Unlike the studies aiming at developing new GAN-based CNN models to accommodate the limited number of datasets [49], we used a standard CNN model that utilizes CycleGAN-based augmentation. This method is advantageous because researchers can easily check the output images of CycleGAN to assess the accuracy of the DL model. Synthetic OCT images can generalize rare disease classes based on a variety of normal OCT images and can guide the CNN model to avoid over-fitting to specific images [51]. In addition, the trained standard CNN model can be easily combined with Grad-CAM to improve interpretability. Previous studies have shown that CycleGAN is effective in generating synthetic images with morphologic feature transformation and in performing the segmentation task using a small number of datasets [51, 52]. However, we established that synthetic images contain several artifacts; therefore, future studies should be directed at increasing the quality of synthetic images generated by GAN with few-shot setting. Further clinical validation of the resulting synthetic images using real-world data from clinics is also necessary.

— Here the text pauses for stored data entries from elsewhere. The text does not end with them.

PR #91, opened 2025-09-25
Add support for host features.

### LINKED ISSUE #55: Allow hosts to advertise features/settings at runtime
The ABI version currently enforces only the function signatures, but we have no way to change the meaning of various parameters, or negotiate settings at runtime.

### LINKED ISSUE #56: Make most/all hostcalls optional
Currently, the ABI is enforced at linking time, which means that all hostcalls must be exported by the host. Theoretically, compilers should optimize away the unused hostcalls, but that hasn't be the case, which broke our ability to add new features without releasing new ABI versions.

PiotrSikora:
The `proxy_get_host_features` hostcall can be used by the SDKs to
determine which features are supported by the host environment.

### DIFF
--- a/abi-versions/vNEXT/HOST_FEATURES.md
+++ b/abi-versions/vNEXT/HOST_FEATURES.md
@@ -1,23 +1,24 @@
 # Host features
 
-| Identifier | Name                     | Values                                                                                             | Deprecated |
-|:----------:|:-------------------------|:---------------------------------------------------------------------------------------------------|:----------:|
-|   0x0001   | `HAS_CORE`               | When present, all baseline functions considered essential are supported.                           |     No     |
-|   0x0002   | `HAS_LOGGING`            | When present, all baseline functions for logging are supported.                                    |     No     |
-|   0x0003   | `HAS_HTTP_HEADERS`       | When present, only baseline functions related to HTTP headers are supported.                       |     No     |
-|   0x0004   | `HAS_HTTP_WITH_BODY`     | When present, all baseline functions for HTTP are supported.                                       |     No     |
-|   0x0005   | `HAS_HTTP_CALLS`         | When present, all baseline functions for HTTP calls are supported.                                 |     No     |
-|   0x0006   | `HAS_GRPC_CALLS`         | When present, all baseline functions for gRPC calls are supported.                                 |     No     |
-|   0x0007   | `HAS_GRPC_STREAMS`       | When present, all baseline functions for gRPC streams are supported.                               |     No     |
-|   0x0008   | `HAS_TCP_FILTER`         | When present, only baseline functions related to new TCP connections are supported.                |     No     |
-|   0x0009   | `HAS_TCP_WITH_PAYLOAD`   | When present, all baseline functions for TCP are supported.                                        |     No     |
-|   0x000A   | `HAS_KEY_VALUE_STORES`   | When present, all baseline functions for key-value stores are supported.                           |     No     |
-|   0x000B   | `HAS_SHARED_QUEUES`      | When present, all baseline functions for shared queues are supported.                              |     No     |
-|   0x000C   | `HAS_TIMERS`             | When present, all baseline functions for timers are supported.                                     |     No     |
-|   0x000D   | `HAS_METRICS`            | When present, all baseline functions for metrics are supported.                                    |     No     |
-|   0x000E   | `HAS_PROPERTIES`         | When present, all baseline functions for properties are supported.                                 |     No     |
-|   0x000F   | `HAS_CUSTOM_FUNCTIONS`   | When present, all baseline functions for custom functions are supported.                           |     No     |
-|   0x0F01   | `HAS_WASI_PREVIEW1_CORE` | When present, all baseline functions considered essential from WASI Preview1 are supported.        |     No     |
+| Identifier | Name                           | Value                                                                                              | Deprecated |
+|:----------:|:-------------------------------|:---------------------------------------------------------------------------------------------------|:----------:|
+|   0x0001   | `HAS_CORE`                     | When present, all baseline functions considered essential are supported.                           |     No     |
+|   0x0002   | `HAS_LOGGING`                  | When present, all baseline functions for logging are supported.                                    |     No     |
+|   0x0003   | `HAS_HTTP_HEADERS`             | When present, only baseline functions related to HTTP headers are supported.                       |     No     |
+|   0x0004   | `HAS_HTTP_WITH_BODY`           | When present, all baseline functions for HTTP are supported.                                       |     No     |
+|   0x0005   | `HAS_TCP_FILTER`               | When present, only baseline functions related to new TCP connections are supported.                |     No     |
+|   0x0006   | `HAS_TCP_WITH_PAYLOAD`         | When present, all baseline functions for TCP are supported.                                        |     No     |
+|   0x0007   | `HAS_CALLOUTS_HTTP_BUFFERED`   | When present, all baseline functions for buffered HTTP callouts are supported.                     |     No     |
+|   0x0008   | `HAS_CALLOUTS_HTTP_STREAMING`  | When present, all baseline functions for streaming HTTP callouts are supported.                    |     No     |
+|   0x0009   | `HAS_CALLOUTS_GRPC_BUFFERED`   | When present, all baseline functions for buffered gRPC callouts are supported.                     |     No     |
+|   0x000A   | `HAS_CALLOUTS_GRPC_STREAMING`  | When present, all baseline functions for streaming gRPC callouts are supported.                    |     No     |
+|   0x000B   | `HAS_KEY_VALUE_STORES`         | When present, all baseline functions for key-value stores are supported.                           |     No     |
+|   0x000C   | `HAS_SHARED_QUEUES`            | When present, all baseline functions for shared queues are supported.                              |     No     |
+|   0x000D   | `HAS_TIMERS`                   | When present, all baseline functions for timers are supported.                                     |     No     |
+|   0x000E   | `HAS_METRICS`                  | When present, all baseline functions for metrics are supported.                                    |     No     |
+|   0x000F   | `HAS_PROPERTIES`               | When present, all baseline functions for properties are supported.                                 |     No     |
+|   0x0010   | `HAS_CUSTOM_FUNCTIONS`         | When present, all baseline functions for custom functions are supported.                           |     No     |
+|   0x0F01   | `HAS_WASI_PREVIEW1_CORE`       | When present, all baseline functions considered essential from WASI Preview1 are supported.        |     No     |
 
 
 Identifiers below 0x2000 are reserved for standardized features and options.
--- a/abi-versions/vNEXT/HOST_FEATURES.md
+++ b/abi-versions/vNEXT/HOST_FEATURES.md
@@ -2,22 +2,22 @@
 
 | Identifier | Name                     | Values                                                                                             | Deprecated |
 |:----------:|:-------------------------|:---------------------------------------------------------------------------------------------------|:----------:|
-|   0x0001   | `HAS_CORE`               | When `1`, all baseline functions considered essential are supported.                               |     No     |
-|   0x0002   | `HAS_LOGGING`            | When `1`, all baseline functions for logging are supported.                                        |     No     |
-|   0x0003   | `HAS_HTTP_HEADERS`       | When `1`, only baseline functions related to HTTP headers are supported.                           |     No     |
-|   0x0004   | `HAS_HTTP_WITH_BODY`     | When `1`, all baseline functions for HTTP are supported.                                           |     No     |
-|   0x0005   | `HAS_HTTP_CALLS`         | When `1`, all baseline functions for HTTP calls are supported.                                     |     No     |
-|   0x0006   | `HAS_GRPC_CALLS`         | When `1`, all baseline functions for gRPC calls are supported.                                     |     No     |
-|   0x0007   | `HAS_GRPC_STREAMS`       | When `1`, all baseline functions for gRPC streams are supported.                                   |     No     |
-|   0x0008   | `HAS_TCP_FILTER`         | When `1`, only baseline functions related to new TCP connections are supported.                    |     No     |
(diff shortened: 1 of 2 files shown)


PiotrSikora:
As mentioned in the meeting, this is still missing text about hosts generating `UNIMPLEMENTED` stubs for any imports starting with `proxy_` to avoid linking-time issues during loading phase for imports supported/expected by guests but not implemented yet by the host.

abi-versions/vNEXT/HOST_FEATURES.md
```diff
@@ -0,0 +1,23 @@
+# Host features
+
+| Identifier | Name                     | Values                                                                                             | Deprecated |
+|:----------:|:-------------------------|:---------------------------------------------------------------------------------------------------|:----------:|
+|   0x0001   | `HAS_CORE`               | When `1`, all baseline functions considered essential are supported.                               |     No     |
```
mpwarres: I agree it's best to be explicit, but just out of curiosity, is there ever a case where this bit wouldn't be set?

abi-versions/vNEXT/HOST_FEATURES.md
```diff
@@ -0,0 +1,23 @@
...
+|   0x0002   | `HAS_LOGGING`            | When `1`, all baseline functions for logging are supported.                                        |     No     |
+|   0x0003   | `HAS_HTTP_HEADERS`       | When `1`, only baseline functions related to HTTP headers are supported.                           |     No     |
+|   0x0004   | `HAS_HTTP_WITH_BODY`     | When `1`, all baseline functions for HTTP are supported.                                           |     No     |
+|   0x0005   | `HAS_HTTP_CALLS`         | When `1`, all baseline functions for HTTP calls are supported.                                     |     No     |
+|   0x0006   | `HAS_GRPC_CALLS`         | When `1`, all baseline functions for gRPC calls are supported.                                     |     No     |
+|   0x0007   | `HAS_GRPC_STREAMS`       | When `1`, all baseline functions for gRPC streams are supported.                                   |     No     |
```
mpwarres: I'm not sure if it's worth it to separate streaming from unary gRPC, it's hard for me to imagine a host supporting only non-streaming gRPC.

abi-versions/vNEXT/HOST_FEATURES.md
```diff
@@ -0,0 +1,23 @@
...
+|   0x000B   | `HAS_SHARED_QUEUES`      | When `1`, all baseline functions for shared queues are supported.                                  |     No     |
+|   0x000C   | `HAS_TIMERS`             | When `1`, all baseline functions for timers are supported.                                         |     No     |
+|   0x000D   | `HAS_METRICS`            | When `1`, all baseline functions for metrics are supported.                                        |     No     |
+|   0x000E   | `HAS_PROPERTIES`         | When `1`, all baseline functions for properties are supported.                                     |     No     |
+|   0x000F   | `HAS_CUSTOM_FUNCTIONS`   | When `1`, all baseline functions for custom functions are supported.                               |     No     |
+|   0x0F01   | `HAS_WASI_PREVIEW1_CORE` | When `1`, all baseline functions considered essential from WASI Preview1 are supported.            |     No     |
+
+
+Identifiers below 0x2000 are reserved for standardized features and options. Random numbers above that range should be used for private extensions.
```
mpwarres: Do you expect that when a new feature intended for eventual standardization is added, it would start off with an ID above 0x2000 while still in experimental state, and then later switch to a standard ID?

abi-versions/vNEXT/HOST_FEATURES.md
```diff
@@ -0,0 +1,23 @@
...
+|   0x000A   | `HAS_KEY_VALUE_STORES`   | When `1`, all baseline functions for key-value stores are supported.                               |     No     |
+|   0x000B   | `HAS_SHARED_QUEUES`      | When `1`, all baseline functions for shared queues are supported.                                  |     No     |
+|   0x000C   | `HAS_TIMERS`             | When `1`, all baseline functions for timers are supported.                                         |     No     |
+|   0x000D   | `HAS_METRICS`            | When `1`, all baseline functions for metrics are supported.                                        |     No     |
+|   0x000E   | `HAS_PROPERTIES`         | When `1`, all baseline functions for properties are supported.                                     |     No     |
+|   0x000F   | `HAS_CUSTOM_FUNCTIONS`   | When `1`, all baseline functions for custom functions are supported.                               |     No     |
+|   0x0F01   | `HAS_WASI_PREVIEW1_CORE` | When `1`, all baseline functions considered essential from WASI Preview1 are supported.            |     No     |
```
mpwarres: With `HAS_WASI_PREVIEW1_CORE`, is the host agreeing to provide at least stub hostcalls for all WASI Preview1 hostcalls, or is it only exporting a selected subset of the WASIp1 hostcalls?

abi-versions/vNEXT/HOST_FEATURES.md
PiotrSikora: Keeping the value part leaves the doors open for building upon this mechanism, instead of adding another one in the future, and I think we'll use it sooner rather than later.

Some things that come to mind would be:
1) Some features might need to carry the value, e.g. `MAXIMUM_BUFFER_SIZE, 16384`,
2) In case we want to allow "supported, but not enabled" use case, which would allow plugins to enable/disable some features at startup, e.g. `proxy_set_host_features(HAS_CUSTOM_FUNCTIONS, 1)`.

abi-versions/vNEXT/HOST_FEATURES.md
PiotrSikora: I disagree. Take Envoy for example, it currently supports only fully buffered (i.e. unary) HTTP callouts, so if for some reason we decided to rebuild gRPC support directly on top of HTTP callouts in SDKs, instead of relying on hosts to support gRPC, then we'd lose gRPC streams for callouts.

This is a hypothetical situation, and in such case we wouldn't have those features advertised here, but I'm just trying to show that some host features are not as well supported as they should be, and for example we don't have streaming HTTP callout because they're not supported in Envoy.

abi-versions/vNEXT/HOST_FEATURES.md
PiotrSikora: With any of the features here, host is advertising a working implementations.

Stubs are always expected for `proxy_*` and `wasi_preview1_*` to support optional features (see: https://github.com/proxy-wasm/spec/pull/91#issuecomment-3336431862), but the advertised features are expected to be fully implemented.

abi-versions/vNEXT/HOST_FEATURES.md
PiotrSikora: Correct. This is the same mechanism that's used by IETF and it works quite well during development, since backwards compatibility can be ignored when people are still working on implementations, because it's easy to switch to another random ID without any consensus.

abi-versions/vNEXT/HOST_FEATURES.md
PiotrSikora: Another use case that we might want to use is to define `BASELINE_VERSION` with random (or monotonic?) values while we're actively working on v0.3 implementations, before we freeze it as final `BASELINE_VERSION=3000` or similar.

abi-versions/vNEXT/HOST_FEATURES.md
```diff
@@ -0,0 +1,23 @@
+# Host features
+
+| Identifier | Name                     | Values                                                                                             | Deprecated |
+|:----------:|:-------------------------|:---------------------------------------------------------------------------------------------------|:----------:|
+|   0x0001   | `HAS_CORE`               | When `1`, all baseline functions considered essential are supported.                               |     No     |
+|   0x0002   | `HAS_LOGGING`            | When `1`, all baseline functions for logging are supported.                                        |     No     |
```
leonm1: Are the SDKs expected to track which host features are supported and avoid invoking their hostcalls, or is it up to plugin authors to avoid calling such functions?

abi-versions/vNEXT/README.md
```diff
@@ -652,6 +725,10 @@ Returned `status` value is:
 - `INVALID_MEMORY_ACCESS` when `return_serialized_pairs_size` points to
   invalid memory address.
 
+This function is gated on [`HAS_HTTP_HEADERS`], [`HAS_HTTP_WITH_BODY`],
```
leonm1: This is not clear to me if this method is exposed when _any_ of the listed features are enabled or _all_ of the listed features must be enabled to be exposed.

Can you clarify this in the spec for each function that has multiple features listed, to make it explicit?

leonm1 (approved):

abi-versions/vNEXT/HOST_FEATURES.md
PiotrSikora: They could (to avoid crossing Wasm<>Host boundary), but for any unsupported hostcalls, they'll receive `UNIMPLEMENTED` status code anyway, so that's only an optimization.

The main goal is for plugins to verify support for the features they required during configuration phase, and fail to start if some are missing, instead of starting successfully and failing at runtime due to `UNIMPLEMENTED` errors while processing the real requests.

abi-versions/vNEXT/README.md
PiotrSikora: This sentence uses "and/or", which indicates that one, more, or all statements may be true (i.e. it's an "inclusive or"), so it's already explicit, without making it super verbose.

But I use "and/or" quite often, and perhaps it's not as popular as I assumed... How else would you prefer it to be worded?

abi-versions/vNEXT/HOST_FEATURES.md
```diff
@@ -0,0 +1,23 @@
...
+|   0x0003   | `HAS_HTTP_HEADERS`       | When `1`, only baseline functions related to HTTP headers are supported.                           |     No     |
+|   0x0004   | `HAS_HTTP_WITH_BODY`     | When `1`, all baseline functions for HTTP are supported.                                           |     No     |
```
PiotrSikora: @mpwarres @leonm1 do you still need HTTP headers only support?

abi-versions/vNEXT/README.md
leonm1: Thanks for clarifying. I personally am not familiar with this usage of "and/or", but that doesn't mean it can't be used in this fashion.

For spec clarity, I do suggest "This function is implemented if any of the following features enabled: [`HAS_HTTP_HEADERS`], [`HAS_HTTP_WITH_BODY`]", where the if is shorthand for the logical "if and only if".

abi-versions/vNEXT/HOST_FEATURES.md
leonm1: Yes, we will still need HTTP headers without body.

mpwarres: +1, we have some integration points where request/response body is not available.

If we wanted to group HTTP headers + body support in one feature, it wouldn't be the end of the world, but plugins would then need to know that body modification won't always work. So may as well express in a feature, so they have this early indication.

abi-versions/vNEXT/HOST_FEATURES.md
PiotrSikora: Added some text to clarify the ranges.

abi-versions/vNEXT/README.md
PiotrSikora: Done.

abi-versions/vNEXT/HOST_FEATURES.md
PiotrSikora: I'm going back and forth on this. Should we have a generic catch-all text about `UNIMPLEMENTED` status  that applies to all optional hostcalls, or should we explicitly add it to each hostcall... or both?

PiotrSikora: Added text about `NOT_SUPPORTED`.

abi-versions/vNEXT/HOST_FEATURES.md
PiotrSikora: I've split this into `HAS_CALLOUTS_{HTTP,GRPC}_{BUFFERED,STREAMING}`.

PiotrSikora:
@mpwarres @leonm1 I believe all comments and discussion from the meetings have been addressed here (I left the comments open, so please resolve them if you're satisfied with the answers).

leonm1 (approved):
Looks great, thanks!

abi-versions/vNEXT/HOST_FEATURES.md
mpwarres: > Take Envoy for example, it currently supports only fully buffered (i.e. unary) HTTP callouts, so if for some reason we decided to rebuild gRPC support directly on top of HTTP callouts in SDKs, instead of relying on hosts to support gRPC, then we'd lose gRPC streams for callouts.

I think we later concluded that Envoy does support both buffered and streaming HTTP and gRPC callouts.

But no objection to using separate features, since it's possible other proxies might not support both.

abi-versions/vNEXT/HOST_FEATURES.md
mpwarres: Thanks!

abi-versions/vNEXT/HOST_FEATURES.md
mpwarres: The generic catch-all text makes sense to me.

mpwarres (approved):
LGTM, thanks!

leonm1 (approved):
LGTM for merging.

I propose we merge this as-is and handle guest required features in a different PR, so we can build on HOST_FEATURES.md in other PRs.

abi-versions/vNEXT/README.md
```diff
@@ -2105,6 +2325,7 @@ changes to unrelated connections/requests.
 - `UNIMPLEMENTED` = `12`
 - `UNKNOWN_RESOURCE_ID` = `13`
 - `CREATED` = `14`
+- `NOT_SUPPORTED` = `15`
```
PiotrSikora, line 2328: @leonm1 @mpwarres we now have:
- `NOT_SUPPORTED` for unsupported features - either because of missing features, policy, or possibly other reasons,
- `UNIMPLEMENTED` for `proxy_continue_stream(Upstream)` in v0.2.

Do we want to switch that `UNIMPLEMENTED` to more generic `NOT_SUPPORTED`?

This study has several limitations. First, the OCT images generated by the CycleGAN model have a low resolution of 256 × 256 pixels. This is because CycleGAN incurs a high computational cost for training networks for high-resolution applications. The low resolution may affect the classification results of the DL model [53]. Second, this study does not include a volumetric analysis for OCT. A recent study demonstrated that there is a lack of standardization in the OCT acquisition and analysis protocol [40]. Future studies should consider the variations in OCT images and devices. Third, the dataset includes a limited number of rare disease classes. Although we attempted to collect rare disease data from web-based sources, we could not include all the retinal diseases that have been reported in the existing literature. A recent study demonstrated that the conventional DL model can classify over 100 disease classes if the data is prepared for training [54]. We believe that our CycleGAN-based augmentation for rare diseases can be adopted to address similar classification problems with a large number of classes.

5 Conclusions

In summary, our DL model using GAN was useful in improving the accuracy of OCT diagnosis of rare retinal diseases while maintaining the diagnostic performance for major diseases. In particular, the CycleGAN-based augmentation was effective for the generalization of few-shot OCT images of rare diseases to avoid over-fitting. Thus, by increasing the accuracy of diagnosing rare retinal diseases via FSL, clinicians can avoid neglecting rare diseases with DL assistance, thereby reducing diagnosis delay and social burden of patients.